Esther could have stayed incognito and hoped that she would be safe; but she also was in a unique position to help. As a result of these events, a life-changing choice lay before Esther. She could go before the King and expose the plot, but there was a catch: in his court, King Xerxes (like most despotic monarchs) had the right to kill anyone in the court who approached him uninvited. I’m sure that helped him stay on schedule, but it presented a real problem to Esther. Even further, by going forward and identifying with the Jews, she was placing herself voluntarily under Haman’s nefarious edict. Either way, she literally had to risk her own life in order to try to save her people.
I’m sure she was tempted to stay silent and hope for the best (something all of us do from time to time). After all, she had some security as a royal wife, and no one really knew that she was a Jew. In Esther 4:14 her uncle Mordecai encouraged her to approach the king. His counsel was that if she stayed silent, God’s deliverance for his people would still occur; but that perhaps she had been put in a unique position with a singular opportunity to act.
Esther is a great story, and her decision created an amazingly dramatic moment. But stop for a moment and think about that story in terms of your own life. Have you been brought to wherever you are for a purpose? Is there something you can do that no one else can do? Haven’t all of us been brought to moments large and small, with opportunities to risk our own comfort or our pride in return for greater gains? Aren’t all of us asked to die to self so that God’s greater good is realized? There’s a moment of choice in front of you, maybe today… you can choose to remain silent and hope for the best, or proclaim your loyalty and allegiance to God. Who knows–perhaps it is YOU who have come to the kingdom for such a time as this!

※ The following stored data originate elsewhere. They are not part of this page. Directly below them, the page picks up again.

PR #1327, opened 2019-09-03
limit flaky report issue comment length

### LINKED ISSUE #1326: Flaky test reporter failed updating Github issue comment due to exceeding characters limit
Flaky test reporter keeps on appending current results on top of old results without trimming old results. After a while they would fail as a comment can only allow 65535 characters. See example here: https://prow.knative.dev/view/gcs/knative-prow/logs/ci-knative-flakes-reporter/1168856445676949508

chaodaiG:
Flaky test reporter started to fail updating github comments due to exceeding 65535 characters limit, fixing it by reformatting it as well as limiting numbers of builds to display
Fixes #1326 

/cc @srinivashegde86 
/cc @adrcunha 
/cc @Fredy-Z

### DIFF
--- a/tools/flaky-test-reporter/github_issue.go
+++ b/tools/flaky-test-reporter/github_issue.go
@@ -192,10 +192,12 @@ func (gih *GithubIssueHandler) createHistoryUnicode(rd RepoData, comment, testFu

Xerxes ruled with random lust; his court approached with fear.
His whimsy might be cruel or just, and Haman held his ear.
Haman’s hateful, murderous heart was filled with selfish pride,
Which turned against the man who worshipped Yahweh: Mordecai.
Haman lied to Xerxes, and his twisted, evil ruse
Convinced the King to grant the execution of the Jews.
Mordecai told Esther, then, of Haman’s vile plan,
Since her position in the court might thwart this evil man.
But if she came to the Royal court from the harem, where they kept her,
He might decline to see her with a gesture of his scepter,
And this declining gesture would mean death for good Queen Esther!
How could they escape this bind? How to change the Monarch’s mind?
Approaching him, she just might find that her request would be
Uncertain now, she wavered as she tried to count the cost.
Mordecai said, “Esther, if you don’t go, you’ll be lost–
God will save us either way, despite the turns and twists:
Who knows if you were put where you are for such a time as this?”
So Esther left the Harem and approached the Royal Hall,
Willing to save her people by being willing to risk it all.